Perceptions also feed the gloom and doom. In its story on Americans’ economic anxiety, National Journal quotes a Florida teacher who says, “It seems like everything I pick up says ‘Made in China’ on it.’’ To someone shopping for toys, shoes, or sporting equipment, it often can seem that way. But that’s because Chinese factories tend to specialize in low-tech, labor-intensive goods — items that typically don’t require the more advanced and sophisticated manufacturing capabilities of modern American plants.
A vast amount of “stuff’’ is still made in the USA, albeit not the inexpensive consumer goods that fill the shelves in Target or Walgreens. American factories make fighter jets and air conditioners, automobiles and pharmaceuticals, industrial lathes and semiconductors. Not the sort of things on your weekly shopping list? Maybe not. But that doesn’t change economic reality.
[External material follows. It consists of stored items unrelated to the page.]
PR #21, opened 2015-08-18
CFY-2649 fix failing test_local_agent_from_package test

m1keil:
appveyor environment change caused package install under wrong python (miniconda 64bit)

### DIFF
--- a/appveyor.yml
+++ b/appveyor.yml
@@ -10,6 +10,13 @@ environment:
 install:
 
   #################################
+  # Change Python Registry
+  #################################
+
+  - reg ADD HKCU\Software\Python\PythonCore\2.7\InstallPath /ve /d "C:\Python27" /t REG_SZ /f
+  - reg ADD HKLM\Software\Python\PythonCore\2.7\InstallPath /ve /d "C:\Python27" /t REG_SZ /f
+
+  #################################
   # Installing Inno Setup
   #################################
 


dankilman:
what's with wheel's wheel?

m1keil:
what do you mean?

dankilman:
I don't remember why do we need to add a wheel?
The test seemed to work fine previously without it

m1keil:
oh, right, but I think it's better to leave it there on the safe side. it
is possible python is old enough that it comes without wheel pre installed.

dankilman:
I would rather remove all binaries from this repository altogether.
Considering this will require a lot of work fixing tests that will need to download things, I didn't do it yet.
With that said, I would prefer not adding new binaries if not absolutely necessary

dankilman:
I would add to that, that I wish we hadn't added these binaries to begin with.
When we find the time, I think we should remove them and wipe the out of git's history altogether as currently, cloning this repo takes way more time then it should

m1keil:
agree

nir0s:
By the way, I already sent a pull request for removing those binaries from
the cli repo. Since then, there have been more commits of course. Once I'm
back, I can wipe both the the agent and cli repos.

m1keil:
as far as i understand, this requires massive re-clone by anyone who might using the repo. @dankilman am I correct?

dankilman:
Yes, but this will be for the greater good

dankilman:
So, are you removing this wheel?

PR #24, opened 2015-08-20
CFY-3431 removed diamond plugin dependency from setup.py

adamlavie:


nir0s:
Does that mean that the rest service and management worker no longer need
it installed?

PR #26, opened 2015-08-24
Fix path

fogelomer:


cloudify_agent/resources/pm/nssm/nssm.conf.template
```diff
@@ -19,7 +19,17 @@ if %errorlevel% neq 0 exit /b %errorlevel%
 
 echo Setting service environment
 
+set "AGENT_PATH={{ virtualenv_path }}\Scripts"
+set NEW_PATH=%AGENT_PATH%;%PATH%
+
+set NEW_PATH=%NEW_PATH:"=%
+set "NEW_PATH1="%NEW_PATH""
+
+echo %NEW_PATH1%
```
dankilman: Add some description to the `echo`
something like `echo New environment path will be %NEW_PATH1%`

cloudify_agent/tests/api/pm/__init__.py
```diff
@@ -410,6 +410,19 @@ def _check_env_var(var, expected_value):
         for key, value in expected.iteritems():
             _check_env_var(key, value)
 
+        def _check_env_path():
+            _path = self.celery.send_task(
```
dankilman: please extract this logic that is used twice

cloudify_agent/tests/api/pm/__init__.py
```diff
@@ -410,6 +410,19 @@ def _check_env_var(var, expected_value):
...
+                name='mock_plugin.tasks.get_env_variable',
+                queue=daemon.queue,
+                args=['PATH']).get(timeout=5)
+            if os.name == 'nt':
+                self.nose.tools.assert_in(
+                    str(daemon.virtualenv_path) + '\scripts', _path)
+            if os.name == 'posix':
```
dankilman: no need for `if os.name == 'posix'` a simple `else` should suffice

cloudify_agent/tests/api/pm/__init__.py
```diff
@@ -410,6 +410,19 @@ def _check_env_var(var, expected_value):
         for key, value in expected.iteritems():
             _check_env_var(key, value)
 
+        def _check_env_path():
+            _path = self.celery.send_task(
+                name='mock_plugin.tasks.get_env_variable',
+                queue=daemon.queue,
+                args=['PATH']).get(timeout=5)
+            if os.name == 'nt':
+                self.nose.tools.assert_in(
```
dankilman: you can simply do
`self.assertIn(...)` instead of `self.nose.tools.assert_in`
This will be more consistent with the way all our others asserts are written

cloudify_agent/tests/api/pm/__init__.py
```diff
@@ -410,6 +410,19 @@ def _check_env_var(var, expected_value):
...
+                    str(daemon.virtualenv_path) + '\scripts', _path)
```
dankilman: instead of `str(daemon.virtualenv_path) + '\scripts'`
please do '{0}\scripts`.format(daemon.virtualenv_path)
btw: shouldn't it be `\Scripts` with a capital s?

PR #35, opened 2015-09-24
CFY-3040 agents update

konradxyz:


dankilman:
Just merged another branch which conflict with yours (mostly around configuration) so please sort these out when you find the time.

cloudify_agent/api/utils.py
```diff
@@ -160,7 +167,7 @@ def get_home_dir(username=None):
         if username is None:
             return os.path.expanduser('~')
         else:
-            return os.path.expanduser('~{0}'.format(username))
+            return get_windows_home_dir(username)
```
dankilman: what was the problem with the previous implementation?

cloudify_agent/tests/utils.py
```diff
@@ -14,14 +14,21 @@
...
 import logging
+import platform
 import time
 import socket
 import subprocess
 import os
 import filecmp
 import tarfile
+
+import cloudify_agent
```
dankilman: this import should come after the `cloudify` imports in its own section

cloudify_agent/api/utils.py
konradxyz: It was working properly only when home directories of currently logged user and user we are asking for were in the same directory.
It is not the case (by default) when one of those users is standard local user and the other one is the user that runs services (some local admin account I believe) - which happened to be the case when trying to install new agents on windows via an old agent.

cloudify_agent/shell/commands/installer.py
```diff
@@ -0,0 +1,49 @@
...
+    os.environ[utils.internal.CLOUDIFY_DAEMON_USER_KEY] = str(
+        cloudify_agent['user'])
+    if 'basedir' not in cloudify_agent:
+        cloudify_agent['basedir'] = utils.get_home_dir(cloudify_agent['user'])
+    configuration.directory_attributes(cloudify_agent)
+    installer = prepare_local_installer(cloudify_agent)
+    installer.create_agent()
+    installer.configure_agent()
+    installer.start_agent()
+    if output_agent_file is not None:
```
dankilman: if no path is given then no configuration will be written for the new agent or is this in addition to the default location? if no, then isn't it required for valid functionality of other operations?

cloudify_agent/tests/shell/commands/test_install_local.py
```diff
@@ -0,0 +1,130 @@
...
+from cloudify_agent.installer.config import configuration
+
+from cloudify_agent.tests.installer.config import mock_context
+
+
+class TestInstaller(BaseTest):
+
+    @classmethod
+    def setUpClass(cls):
+        cls._resources_dir = tempfile.mkdtemp(
```
dankilman: BaseTest already creates a top level temp work dir (and takes care of cleaning it) so perhaps it would be better to simply create the resources dir under it?

cloudify_agent/shell/commands/installer.py
```diff
@@ -0,0 +1,49 @@
...
+
+
+@click.command()
+@click.option('--agent-file',
+              help='Path to dictionary describing agent to install.',
+              type=click.File())
+@click.option('--output-agent-file',
+              help='Path to output agent configuration')
+@handle_failures
+def install_local(agent_file, output_agent_file):
```
dankilman: can the command be `install-local` instead of `install_local` or maybe both work as well?

konradxyz: I think we should pick one - there is no point in making it more complex.
Both - and _ work for me.
Which one would you prefer?

dankilman: `-`

cloudify_agent/shell/commands/installer.py
konradxyz: This path is used in order to return value from this script - file should be immediately deleted by caller of this script.
So, even if you do not specify output_agent_file, agent will be installed properly.
You simply might not have an access to full cloudify_agent structure.

cloudify_agent/tests/shell/commands/test_install_local.py
konradxyz: Current solution creates agent package only once. if we were to use directory from BaseTest, this directory would be different for all test methods and we would either have to create agent package multiple times or use some more complex mechanism of transferring agent package between directories.
I think current solution is better.

dankilman: ok

cloudify_agent/shell/commands/installer.py
dankilman: does this mean that file under `~/.cfy-agent` will still be created?

konradxyz: Yes, by the call to installer.create_agent() in 44th line.
This parameter is completely unrelated to ~/.cfy_agent directory.

cloudify_agent/installer/config/configuration.py
```diff
@@ -162,6 +166,51 @@ def cfy_agent_attributes(cloudify_agent):
...
+
+@group('cfy-agent')
+def _add_cfy_agent_defaults(cloudify_agent):
+    pass
+
+
+def reinstallation_attributes(cloudify_agent):
+    _cfy_agent_attributes_no_defaults(cloudify_agent)
+    _add_cfy_agent_defaults(cloudify_agent)
+    if cloudify_agent.get('basedir'):
```
dankilman: when is `basedir` not configured?

konradxyz: There are two options:
1. We are installing new agent using old agent in version 3.3 - then we use basedir from cloudify_agent struct of an old agent.
2. We are installing new agent using old agent in version pre 3.3 - then we do not have basedir here. It is detected in https://github.com/codilime/cloudify-agent/blob/CFY-3040_agents_update/cloudify_agent/shell/commands/installer.py#L41
After that, we add directory_attributes.

cloudify_agent/operations.py
```diff
@@ -165,3 +182,98 @@ def _save_daemon(daemon):
...
+def _get_broker_url(ctx, agent):
+    agent = copy.deepcopy(agent)
+    broker = _get_broker_config(ctx)
+    for k, v in broker.iteritems():
+        if not agent.get(k):
+            agent[k] = v
+    return utils.internal.get_broker_url(agent)
+
+
+def _generate_new_agent_name(old_agent_name, suffix):
```
dankilman: This is a nice function. I think we should replace the current internal.utils.generate_agent_name() with something similar to this. at the very least lets replace the call to  internal.utils.generate_agent_name() in the restart operation with this call.

cloudify_agent/operations.py
```diff
@@ -165,3 +182,98 @@ def _save_daemon(daemon):
...
+            del(os.environ['CELERY_BROKER_URL'])
+        else:
+            os.environ['CELERY_BROKER_URL'] = env_broker_url
+    # Make sure that new celery agent was started:
+    agent_status = app.control.inspect(destination=[
+        'celery@{0}'.format(returned_agent['name'])])
+    if not agent_status.active():
+        raise NonRecoverableError('Could not start agent.')
+    # Setting old_cloudify_agent in order to uninstall it later.
+    ctx.instance.runtime_properties['old_cloudify_agent'] = old_agent
```
dankilman: where are we uninstalling the old agent? are we?

konradxyz: Uninstall is not available yet.
I am working on this but it will not be added in this iteration.

cloudify_agent/operations.py
konradxyz: I am not sure how can we replace generate_agent_name with this function.
I'll move this function to internal.utils so it is easily accessible and use it for both restart and create_new_agent_dict.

They may have “closed down the textile mill across the railroad tracks.’’ But America’s manufacturing glory is far from a thing of the past.”

Update: The chart above was prepared using the United Nations data on international GDP, including a breakout for manufacturing output, on an annual basis for most countries in the world from 1970-2009.  For most advanced countries, manufacturing data are provided for both: a) manufacturing, and b) total manufacturing including mining and utilities.  Total manufacturing would be a measure consistent with the Federal Reserve’s (and other countries’) measure of monthly “industrial production,” which is for total manufacturing output including mining and manufacturing.  For China, the only measure available from the UN is for total manufacturing, including mining and utilities.  Therefore, the only way to compare manufacturing output in China to the U.S. and other countries using the UN data is to use the measure of total manufacturing (including mining and utilities).